Event 2 (pretty printed)

{
  "category": "kube-audit",
  "operationName": "Microsoft.ContainerService/managedClusters/diagnosticLogs/Read",
  "properties": {
    ...
    "log": "ubectl.kubernetes.io/restartedAt\":\"2025-05-27T16:04:45+02:00\" `REDACTED` \\\"daemon-set-controller/kube-system\\\"\"}}\n"
  },
  "resourceId": "/SUBSCRIPTIONS/REDACTED/PROVIDERS/MICROSOFT.CONTAINERSERVICE/MANAGEDCLUSTERS/REDACTED",
  "serviceBuild": "na",
  "time": "2025-07-08T23:51:50.450205796Z"
}

Possible to get a complete event out with some manual stitching..

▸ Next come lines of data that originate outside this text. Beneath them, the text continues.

PR #10182, opened 2021-05-17
Update clojure tools-deps to 1.10.3.833

cap10morgan:
Upstream release

### DIFF
--- a/library/clojure
+++ b/library/clojure
@@ -2,7 +2,7 @@ Maintainers: Paul Lam <paul@quantisan.com> (@Quantisan),
              Wes Morgan <wesmorgan@icloud.com> (@cap10morgan)
 Architectures: amd64, arm64v8
 GitRepo: https://github.com/Quantisan/docker-clojure.git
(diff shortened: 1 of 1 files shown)


tekacs:
After this update, it appears that `clj` no longer executes in the container:

```clojure
~> docker run --rm -it clojure:openjdk-11-tools-deps bash
root@31e78425c7f3:/tmp# clj
rlwrap: error: Cannot execute /usr/local/lib/clojure/bin/clojure: No such file or directory 
```

I've found this to be the case on multiple systems.

yosifkit:
Turns out the installer has a bug:
>1.10.3.839 (May 12, 2021)
> - Fix Linux installer breakage in 1.10.3.833
>
> \- https://clojure.org/releases/tools#v1.10.3.839

cap10morgan:
I’ll get an update PR up shortly

cap10morgan:
New PR: https://github.com/docker-library/official-images/pull/10186

PR #10183, opened 2021-05-17
Add JDK16

headius:


headius:
https://github.com/jruby/docker-jruby/issues/73

PR #10191, opened 2021-05-18
Update dart (stable) to 2.13.0

athomas:


library/dart
```diff
@@ -1,9 +1,9 @@
...
 GitRepo: https://github.com/dart-lang/dart-docker.git
 GitFetch: refs/heads/main
-GitCommit: 202eef5e34bc0b034766c9e37c5ecb44fd72f9ff
+GitCommit: ee4ca6649d4c4f184a356bcd4c9c1648b6674806
 
-Tags: 2.12.4-sdk, 2.12-sdk, 2-sdk, stable-sdk, sdk, 2.12.4, 2.12, 2, stable, latest
+Tags: 2.13.0-sdk, 2.13-sdk, 2-sdk, stable-sdk, sdk, 2.13.0, 2.13, 2, stable, latest
 Directory: stable/buster
 
 Tags: 2.13.0-211.14.beta-sdk, beta-sdk, 2.13.0-211.14.beta, beta
```
yosifkit, line 9: Is this `beta` still relevant with the release of `2.13.0`?

athomas: Fair point, the head of the beta channel _is_ `2.13.0` right now. That will change in a few weeks when the first 2.14 beta gets created. 

So perhaps this would be more appropriate:
```
Maintainers: Alexander Thomas <athom@google.com> (@athomas), Tony Pujals <tonypujals@google.com> (@tonypujals)
GitRepo: https://github.com/dart-lang/dart-docker.git
GitFetch: refs/heads/main
GitCommit: ee4ca6649d4c4f184a356bcd4c9c1648b6674806

Tags: 2.13.0-sdk, 2.13-sdk, 2-sdk, stable-sdk, sdk, 2.13.0, 2.13, 2, stable, latest, beta-sdk, beta
Directory: stable/buster
```

And then, I'd re-add beta when 2.14 beta becomes available.

For users on `dart:beta`, this means that they don't have to edit their dockerfiles to get the latest stable. This is useful, because packages with "2.13.0 or later" constraints would fail to resolve otherwise.

athomas: I've updated the PR and removed the beta image.

PR #20746, opened 2026-01-29
GHC 9.14

develop7:
Added overdue GHC 9.14


develop7:
https://github.com/docker-library/official-images/actions/runs/21486894425/job/61898633474?pr=20746 failed because of rate limiting of Github API

develop7:
> Hopefully you're looking at an upgrade to Debian Trixie sometime in the near future? 😅

https://gitlab.haskell.org/ghc/ci-images/-/merge_requests/178 upstream sure did, but depends on binary distributions availability really. Quite certain it's coming.

> It's probably also worth considering dropping 9.6 and 9.8, given that (unless I've misunderstood upstream) they likely won't be getting any more releases?

that's true, will do

PR #20753, opened 2026-01-29
eclipse-mosquitto 2.1.0

ralight:
It's intentional not to have moved the `2` tag yet.

### DIFF
--- a/library/eclipse-mosquitto
+++ b/library/eclipse-mosquitto
@@ -1,9 +1,12 @@
 Maintainers: Roger Light <roger@atchoo.org> (@ralight)
-GitRepo: https://github.com/eclipse/mosquitto.git
-GitCommit: ff1187fd9c74ae3a7ba0097e7933828bdcdbce71
+GitRepo: https://github.com/eclipse-mosquitto/mosquitto.git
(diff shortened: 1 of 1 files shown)


tianon:
```diff
+if [ "$PUID" = "" ]; then
+	PUID="mosquitto"
+fi
+if [ "$PGID" = "" ]; then
+	PGID="mosquitto"
+fi
```

I was confused about this because I don't see anything that uses these except the `chown`, but then I found https://github.com/eclipse-mosquitto/mosquitto/commit/95e2c4d54396bdc8c7e714262595cb82aff1501e where they were implemented upstream in 2.1.

It's definitely better for users to use `--user` or `user:` to implement this privilege separation (as it's significantly more secure), but this is fine.

(I just got tripped because these are the same variable names used in other Docker-based solutions so they looked like a mistake without the context of the upstream change. :sweat_smile:)

ralight:
@tianon Ok, good. Mosquitto will always drop privileges if it starts as root. Handling PUID/PGID just allows easier control of what it drops to. If `user:` is already set to something non-root then it won't use PUID/PGID anyway. I think this covers both cases fine.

$ jq '.properties.log' event1.json | sed 's/.$//' > audit.k8s.part1
$ jq '.properties.log' event2.json | sed 's/^.//' > audit.k8s.part2
$ cat audit.k8s.part1 audit.k8s.part2 | tr -d '\n' | jq fromjson
{
  "kind": "Event",
  "apiVersion": "audit.k8s.io/v1",
  "level": "RequestResponse",
  "auditID": "eec606f2-f143-4e8c-ac81-411b339e1367",
  "stage": "ResponseComplete",
... REDACTED ...
  "requestReceivedTimestamp": "2025-07-08T23:51:50.437461Z",
  "stageTimestamp": "2025-07-08T23:51:50.449278Z",
  "annotations": {
    "authorization.k8s.io/decision": "allow",
    "authorization.k8s.io/reason": "RBAC: allowed by ClusterRoleBinding \"system:controller:daemon-set-controller\" of ClusterRole \"system:controller:daemon-set-controller\" to ServiceAccount \"daemon-set-controller/kube-system\""
  }
}

robinlandstrom avatar Jul 16 '25 12:07 robinlandstrom

This issue has been automatically marked as stale because it has not had any activity for 30 days. It will be closed if no further activity occurs within 7 days of this comment. Please review @aritraghosh, @robbiezhang, @kthakar1990.

This issue will now be closed because it hasn't had any activity for 7 days after stale. @robinlandstrom feel free to comment again on the next 7 days to reopen or open a new issue after that time if you still have a question/issue or suggestion.